-------- EXCERPTED RECORDS

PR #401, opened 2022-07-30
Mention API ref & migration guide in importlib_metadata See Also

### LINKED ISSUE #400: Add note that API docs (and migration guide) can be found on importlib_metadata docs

----------------
-------- EXCERPTED RECORDS

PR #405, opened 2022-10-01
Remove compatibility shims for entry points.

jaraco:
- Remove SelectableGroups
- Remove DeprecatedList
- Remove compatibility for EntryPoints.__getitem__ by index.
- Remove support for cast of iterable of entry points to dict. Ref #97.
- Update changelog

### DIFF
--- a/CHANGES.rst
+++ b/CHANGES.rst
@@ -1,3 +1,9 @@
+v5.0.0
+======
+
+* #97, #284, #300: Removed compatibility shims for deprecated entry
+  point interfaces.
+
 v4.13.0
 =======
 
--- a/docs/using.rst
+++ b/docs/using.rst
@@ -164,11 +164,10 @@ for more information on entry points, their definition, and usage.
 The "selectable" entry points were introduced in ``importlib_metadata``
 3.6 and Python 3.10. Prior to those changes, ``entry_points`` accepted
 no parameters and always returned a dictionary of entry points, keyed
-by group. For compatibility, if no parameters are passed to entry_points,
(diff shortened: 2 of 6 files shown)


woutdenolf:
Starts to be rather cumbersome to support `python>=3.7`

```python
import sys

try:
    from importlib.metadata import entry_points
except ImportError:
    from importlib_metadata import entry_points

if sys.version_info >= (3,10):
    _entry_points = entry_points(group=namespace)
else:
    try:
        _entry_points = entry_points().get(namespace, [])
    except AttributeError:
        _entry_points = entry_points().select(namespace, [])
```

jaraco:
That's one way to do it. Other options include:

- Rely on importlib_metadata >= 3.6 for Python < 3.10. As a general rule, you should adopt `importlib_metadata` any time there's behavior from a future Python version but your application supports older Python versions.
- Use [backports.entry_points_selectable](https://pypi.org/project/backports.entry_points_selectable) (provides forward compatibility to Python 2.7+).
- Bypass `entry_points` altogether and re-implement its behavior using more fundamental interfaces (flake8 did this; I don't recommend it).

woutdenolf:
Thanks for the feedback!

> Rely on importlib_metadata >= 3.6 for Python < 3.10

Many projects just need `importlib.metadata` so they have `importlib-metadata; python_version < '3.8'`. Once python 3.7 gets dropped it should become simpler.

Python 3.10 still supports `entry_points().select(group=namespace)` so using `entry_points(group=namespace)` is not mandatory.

----------------

--- PROMPT ---
Go through the entries and copy every line with "behavior".

--- TASK SOLUTION ---
- Rely on importlib_metadata >= 3.6 for Python < 3.10. As a general rule, you should adopt `importlib_metadata` any time there's behavior from a future Python version but your application supports older Python versions.
- Bypass `entry_points` altogether and re-implement its behavior using more fundamental interfaces (flake8 did this; I don't recommend it).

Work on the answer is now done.